In 1935, he was appointed an honorary canon of Truro Cathedral, occupying the stall of St Petroc. During his parochial ministry, he was a great friend of children, especially those deprived of proper care by familial poverty or the workhouse.

==Historical work on Cornish studies==
In between ministering to the needs of his parishioners, Canon Doble pursued a lifelong study of sub-Roman Celtic Britain and Brittany, in which he gained a European-wide reputation. He was especially interested in the medieval vitae or 'lives', and additional legends, related to the early Christian holy men and women (or 'saints') of Cornwall, Wales and of Brittany.

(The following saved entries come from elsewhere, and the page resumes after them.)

Issue #646, opened 2022-10-10
No control over virtualenv used to build wheels


fnordahl:
Some python packages may require changes to the virtualenv used to build wheels. There is currently no way of doing that.

One example is Jinja2 when building on Focal (ref pallets/jinja#1496):
https://github.com/juju/charm-tools/blob/977ec1ff795f5a8692f8061fc16aa01adf9478cf/.github/workflows/tests.yml#L57-L66

The virtualenv is created by charm-tools here:
https://github.com/juju/charm-tools/blob/977ec1ff795f5a8692f8061fc16aa01adf9478cf/charmtools/build/tactics.py#L1241-L1244

facundobatista:
+1 to this issue.

When `charmcraft` packs a charm using the `charm` plugin, it builds a virtualenv and then allows the user to install packages there before actually dealing the charm requirements. This way, the user can upgrade `setuptools` and `pip`, a step that is needed for later proper installation of Jinja2 (the Focal default versions of `setuptools` and `pip` do not handle that correctly).

But in the case of `charmcraft` packing a charm using the `reactive` plugin, it will end up calling `charm`, which is the one responsible of the virtualenv creation and installation of charm requirements. As everything is handled in the same `charm` tool process, there is no way `charmcraft` can get in the middle and update these packages "from outside".

So it would be awesome if the `charm` tool handleds this. Thank you!!

hloeung:
+1 here too. With charm tools 2.x, we can override python packages in `wheelhouse.txt`. This breaks with 3.x (at least with `3.0.4`).

Downgrading to `2.x/stable` either in charmcraft.yaml with `build-snaps: [charm/2.x/stable]` as mentioned in https://github.com/juju-solutions/layer-basic/issues/209 fixes this for me.

lathiat:
Does this change fix this:
https://discourse.charmhub.io/t/install-or-update-python-packages-before-packing-a-charm/5158

See also: https://github.com/canonical/charmcraft/issues/551

fnordahl:
> Does this change fix this: https://discourse.charmhub.io/t/install-or-update-python-packages-before-packing-a-charm/5158
> 
> See also: [canonical/charmcraft#551](https://github.com/canonical/charmcraft/issues/551)

No, when building with the reactive plugin, charm-tools is in charge of the virtualenv, the fix in charmcraft only affects building with the charm plugin for operator framework charms. See also https://github.com/juju/charm-tools/issues/646#issuecomment-1273451182

PR #649, opened 2022-11-08
Add a deprecation/status message to the README

ajkavanagh:
This is to effectively disuade people to use it and get them to look elsewhere for writing new charms (i.e. point them to the Operator Framework).  Also add details of which track to use for which version of charms.

### DIFF
--- a/README.rst
+++ b/README.rst
@@ -13,9 +13,82 @@ home page for more information.
 
 https://jujucharms.com/
 
+STATUS
+======
+
+charm-tools is now largely in *maintenance mode*, as the charms.reactive method
+of building charms is deprecated in favour of using the `operator
+framework <https://juju.is/docs/sdk>`_.  This means that, generally, only bug
+fixes or features required to make charm-tools work better with charmcraft will
+be considered.
+
+charm-tools should only be used to maintain existing charms.reactive charms,
+and not to start *new* charms.  The `operator framework
+<https://juju.is/docs/sdk>`_ should be used for new charms.
+
+Also, it is increasingly more difficult to get a single Python code base to
+build source charms that will work across Xenial to Jammy+ (e.g. Python 3.5 to
+Python 3.10) due to Python versions < 3.7 being EOL. There are a number of
+strategies to deal with that, and it generally involves pinning python modules
+for various different versions of Python when building the charm.  As the
+`charmhub <https://charmhub.io/>`_ supports architecture-specific builds of
+charms, charm-tools also offers binary charms, which are charms with
+pre-compiled binary wheels that do not need build environments on the target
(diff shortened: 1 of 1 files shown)


README.rst
```diff
@@ -13,9 +13,82 @@ home page for more information.
...
+    type: charm
+
+    parts:
+      charm:
+        source: src/
+        plugin: reactive
+        build-snaps:
+          - charm/3.x/stable
+        build-environment:
+          - CHARM_INTERFACES_DIR: /root/project/interfaces/
```
fnordahl, line 54: You could also use `$CRAFT_PROJECT_DIR` here

README.rst
```diff
@@ -13,9 +13,82 @@ home page for more information.
...
+    bases:
+      - build-on:
+          - name: ubuntu
+            channel: "22.04"
+            architectures:
+              - amd64
+        run-on:
+          - name: ubuntu
+            channel: "22.04"
+            architectures: [amd64, s390x, ppc64el, arm64]
```
fnordahl, line 66: This specification is incorrect, and will not work to build multiple charm artifacts using Launchpad. Ref: https://bugs.launchpad.net/launchpad/+bug/1967319

README.rst
```diff
@@ -13,9 +13,82 @@ home page for more information.
...
+it's building on the 22.04 base (jammy) which is Python 3.10.
+
+Snap Tracks/Version
+-------------------
+
+Due to the complexity of building reactive charms across multiple Python
+versions, the tool has been split into two tracks:
+
+1. For charms targetting Ubuntu focal (20.04) or earlier: 2.x
+2. For charms targetting Ubuntu jammy (22.04) or later: 3.x
```
fnordahl, line 81: This is a gross oversimplification of the problem at hand, and I do not think this will help guide people into making good decisions.

Why not instead cover the fact that charm-tools 2.x is hard coded to build using Python 3.6, which is equivalent of using a Ubuntu 18.04 (Bionic) base, and that charm-tools 3.x uses the Python from your build environment?

The Focal setuptools problem as revealed by the upstream Jinja2 [issue](https://github.com/pallets/jinja/issues/1496) is of course worth noting, and patches are of course welcome to actually fix the root of the issue as outlined in #646.

fnordahl (changes requested):
This is a welcome addition to the guidance to use other tools for new charms that was added to the documentation when we created 3.x ref https://github.com/juju/charm-tools/commit/679a9f05cfaf2cbe47a5949475600bbe79ec469c.

The text does include a couple of things that needs fixing though, see in-line.

ajkavanagh:
Ping - just seeing if this is still needed.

The fruit of his research was published between 1923 and 1945 in a collection of forty-eight illustrated booklets known as the "Cornish Saints" series. The later issues (from 1928) include historical commentaries by Charles Henderson. The standalone booklets were attractive and were evidently a success with the public. In the 1930s Doble revised some of the older booklets and issued a second edition, this time with additional material by Henderson. Until Orme's Saints of Cornwall was published in 2000, they were the most thorough, scholarly and reliable works available on the subject. At least eleven of them were translated into French, as very often the Cornish saint was also venerated in Brittany. A collected edition of the "Cornish Saints" series was edited by Donald Attwater and appeared in 6 volumes published by the Dean and Chapter of Truro, 1960–1970. These include all the material by Doble himself, but unfortunately omit the illustrations and the essential Henderson material.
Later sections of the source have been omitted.